▸ What needs to be done: Transcribe, word for word and without additions, each line below from the one containing "PR #358, opened 2020-03-24" through the one containing "smjenness: what role", both ends included.

▸ Records for the exercise:
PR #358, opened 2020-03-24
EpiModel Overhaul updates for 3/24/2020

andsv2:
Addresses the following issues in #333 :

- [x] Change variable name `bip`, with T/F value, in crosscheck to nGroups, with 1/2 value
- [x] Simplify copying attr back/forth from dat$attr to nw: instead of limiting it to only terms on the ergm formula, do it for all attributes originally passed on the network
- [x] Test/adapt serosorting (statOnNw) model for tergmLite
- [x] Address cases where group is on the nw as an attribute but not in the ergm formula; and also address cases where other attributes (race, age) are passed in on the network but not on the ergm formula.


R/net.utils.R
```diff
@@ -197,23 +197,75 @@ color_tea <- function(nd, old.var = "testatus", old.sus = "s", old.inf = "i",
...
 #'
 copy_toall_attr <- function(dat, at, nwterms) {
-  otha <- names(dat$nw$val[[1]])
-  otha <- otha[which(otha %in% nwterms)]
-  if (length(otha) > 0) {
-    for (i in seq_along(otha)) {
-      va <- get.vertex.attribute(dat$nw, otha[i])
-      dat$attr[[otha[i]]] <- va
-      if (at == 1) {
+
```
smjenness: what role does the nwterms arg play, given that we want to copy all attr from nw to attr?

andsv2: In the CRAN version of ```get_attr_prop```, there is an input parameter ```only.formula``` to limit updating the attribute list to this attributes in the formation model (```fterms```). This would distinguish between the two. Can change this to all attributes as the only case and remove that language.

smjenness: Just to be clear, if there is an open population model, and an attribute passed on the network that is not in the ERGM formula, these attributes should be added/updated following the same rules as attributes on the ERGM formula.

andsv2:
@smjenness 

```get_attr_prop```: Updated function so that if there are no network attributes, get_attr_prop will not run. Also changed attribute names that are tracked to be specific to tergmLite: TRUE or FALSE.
* * *
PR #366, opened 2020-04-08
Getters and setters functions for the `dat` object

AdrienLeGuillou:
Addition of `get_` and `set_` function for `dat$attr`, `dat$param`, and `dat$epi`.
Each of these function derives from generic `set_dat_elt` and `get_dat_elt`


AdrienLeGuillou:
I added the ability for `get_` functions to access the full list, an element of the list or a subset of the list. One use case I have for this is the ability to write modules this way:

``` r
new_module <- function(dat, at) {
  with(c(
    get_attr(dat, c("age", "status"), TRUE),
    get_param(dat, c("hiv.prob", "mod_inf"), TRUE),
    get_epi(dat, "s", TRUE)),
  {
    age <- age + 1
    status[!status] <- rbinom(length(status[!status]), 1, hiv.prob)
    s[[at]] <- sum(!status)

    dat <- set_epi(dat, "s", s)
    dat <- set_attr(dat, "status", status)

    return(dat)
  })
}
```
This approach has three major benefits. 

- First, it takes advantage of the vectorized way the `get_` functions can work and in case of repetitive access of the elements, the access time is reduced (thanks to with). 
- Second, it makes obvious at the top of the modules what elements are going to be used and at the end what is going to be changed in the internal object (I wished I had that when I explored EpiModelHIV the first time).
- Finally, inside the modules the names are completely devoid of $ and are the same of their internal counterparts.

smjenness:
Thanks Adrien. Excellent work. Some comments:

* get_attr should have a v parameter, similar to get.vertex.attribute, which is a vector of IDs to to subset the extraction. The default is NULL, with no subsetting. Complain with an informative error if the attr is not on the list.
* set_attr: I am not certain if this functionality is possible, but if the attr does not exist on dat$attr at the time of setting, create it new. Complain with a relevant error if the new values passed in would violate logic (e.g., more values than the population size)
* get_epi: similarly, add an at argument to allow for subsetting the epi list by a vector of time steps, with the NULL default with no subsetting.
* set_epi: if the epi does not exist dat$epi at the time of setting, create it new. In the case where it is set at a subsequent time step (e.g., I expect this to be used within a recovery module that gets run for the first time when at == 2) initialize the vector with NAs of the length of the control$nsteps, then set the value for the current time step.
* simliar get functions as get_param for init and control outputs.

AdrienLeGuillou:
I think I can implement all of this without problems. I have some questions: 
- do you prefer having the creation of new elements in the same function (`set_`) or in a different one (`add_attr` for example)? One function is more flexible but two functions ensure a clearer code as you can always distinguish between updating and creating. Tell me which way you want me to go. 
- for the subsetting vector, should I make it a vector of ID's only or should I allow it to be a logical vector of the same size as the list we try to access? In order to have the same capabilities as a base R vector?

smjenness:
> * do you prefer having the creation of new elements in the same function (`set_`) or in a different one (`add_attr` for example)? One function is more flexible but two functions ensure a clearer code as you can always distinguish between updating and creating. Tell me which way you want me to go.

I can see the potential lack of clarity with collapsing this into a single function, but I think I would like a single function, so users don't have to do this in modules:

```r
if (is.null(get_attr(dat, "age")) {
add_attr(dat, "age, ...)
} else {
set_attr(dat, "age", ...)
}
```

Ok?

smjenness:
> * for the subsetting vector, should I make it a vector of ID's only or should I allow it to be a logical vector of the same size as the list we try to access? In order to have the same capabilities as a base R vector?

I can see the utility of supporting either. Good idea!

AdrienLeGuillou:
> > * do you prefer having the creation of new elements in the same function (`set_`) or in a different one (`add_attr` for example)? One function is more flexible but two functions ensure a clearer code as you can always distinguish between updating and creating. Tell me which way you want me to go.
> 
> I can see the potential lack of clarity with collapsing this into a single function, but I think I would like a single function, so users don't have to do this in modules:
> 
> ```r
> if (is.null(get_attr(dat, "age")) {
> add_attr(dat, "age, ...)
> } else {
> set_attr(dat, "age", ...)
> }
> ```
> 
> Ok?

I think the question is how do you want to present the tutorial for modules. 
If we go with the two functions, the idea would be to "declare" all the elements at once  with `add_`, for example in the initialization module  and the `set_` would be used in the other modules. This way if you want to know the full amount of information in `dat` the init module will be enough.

▸ Expected output:
PR #358, opened 2020-03-24
EpiModel Overhaul updates for 3/24/2020

andsv2:
Addresses the following issues in #333 :

- [x] Change variable name `bip`, with T/F value, in crosscheck to nGroups, with 1/2 value
- [x] Simplify copying attr back/forth from dat$attr to nw: instead of limiting it to only terms on the ergm formula, do it for all attributes originally passed on the network
- [x] Test/adapt serosorting (statOnNw) model for tergmLite
- [x] Address cases where group is on the nw as an attribute but not in the ergm formula; and also address cases where other attributes (race, age) are passed in on the network but not on the ergm formula.


R/net.utils.R
```diff
@@ -197,23 +197,75 @@ color_tea <- function(nd, old.var = "testatus", old.sus = "s", old.inf = "i",
...
 #'
 copy_toall_attr <- function(dat, at, nwterms) {
-  otha <- names(dat$nw$val[[1]])
-  otha <- otha[which(otha %in% nwterms)]
-  if (length(otha) > 0) {
-    for (i in seq_along(otha)) {
-      va <- get.vertex.attribute(dat$nw, otha[i])
-      dat$attr[[otha[i]]] <- va
-      if (at == 1) {
+
```
smjenness: what role does the nwterms arg play, given that we want to copy all attr from nw to attr?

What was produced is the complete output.